U+002E <.> \N{FULL STOP}
    \pP \p{Po}
    All Any ASCII Assigned Basic_Latin Punct Is_Punctuation Case_Ignorable CI Common Zyyy Po P
       Gr_Base Grapheme_Base Graph X_POSIX_Graph GrBase Other_Punctuation Pat_Syn Pattern_Syntax
       PatSyn POSIX_Graph POSIX_Print POSIX_Punct Print X_POSIX_Print Punctuation STerm Term
       Terminal_Punctuation Unicode X_POSIX_Punct

In contrast,

$ uniprops a
U+0061 <a> \N{LATIN SMALL LETTER A}
    \w \pL \p{LC} \p{L_} \p{L&} \p{Ll}
    AHex POSIX_XDigit All Alnum X_POSIX_Alnum Alpha X_POSIX_Alpha Alphabetic Any ASCII
       ASCII_Hex_Digit Assigned Basic_Latin ID_Continue Is_IDC Cased Cased_Letter LC
       Changes_When_Casemapped CWCM Changes_When_Titlecased CWT Changes_When_Uppercased CWU Ll L
       Gr_Base Grapheme_Base Graph X_POSIX_Graph GrBase Hex X_POSIX_XDigit Hex_Digit IDC ID_Start
       IDS Letter L_ Latin Latn Lowercase_Letter Lower X_POSIX_Lower Lowercase PerlWord POSIX_Word
       POSIX_Alnum POSIX_Alpha POSIX_Graph POSIX_Lower POSIX_Print Print X_POSIX_Print Unicode Word
       X_POSIX_Word XDigit XID_Continue XIDC XID_Start XIDS

If so, wouldn't this condition never be true?
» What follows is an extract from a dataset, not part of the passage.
PR #2138, opened 2025-04-10
fix: fix the mismatched tool result/call when using enable/search extension tools

yingjiehe-xyz:
In agent.ts, we only care about the which tools are approved, which requires confirmation, which are denied, so move goose mode check into permission judge

Test:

$ perl -E'CORE::say /\./ && /\p{IsAlpha}/ ? "match" : "no match" for $ARGV[0]' a
no match

$ perl -E'CORE::say /\./ && /\p{IsAlpha}/ ? "match" : "no match" for $ARGV[0]' .
no match

$ perl -E'CORE::say /\./ && /\p{IsAlpha}/ ? "match" : "no match" for $ARGV[0]' a.
match

Underscores and spaces are ignored, so \p{IsAlpha}, \p{Is_Alpha} and \p{I s_A l p_h_a} are all equivalent.
The list of alphabetic characters is slightly different than the list of letter characters.
```
$ unichars '\p{Letter}' | wc -l
9540

$ unichars '\p{Alpha}' | wc -l
10391
```
All letters are alphabetic, but so are some alphabetic marks, roman numerals, etc.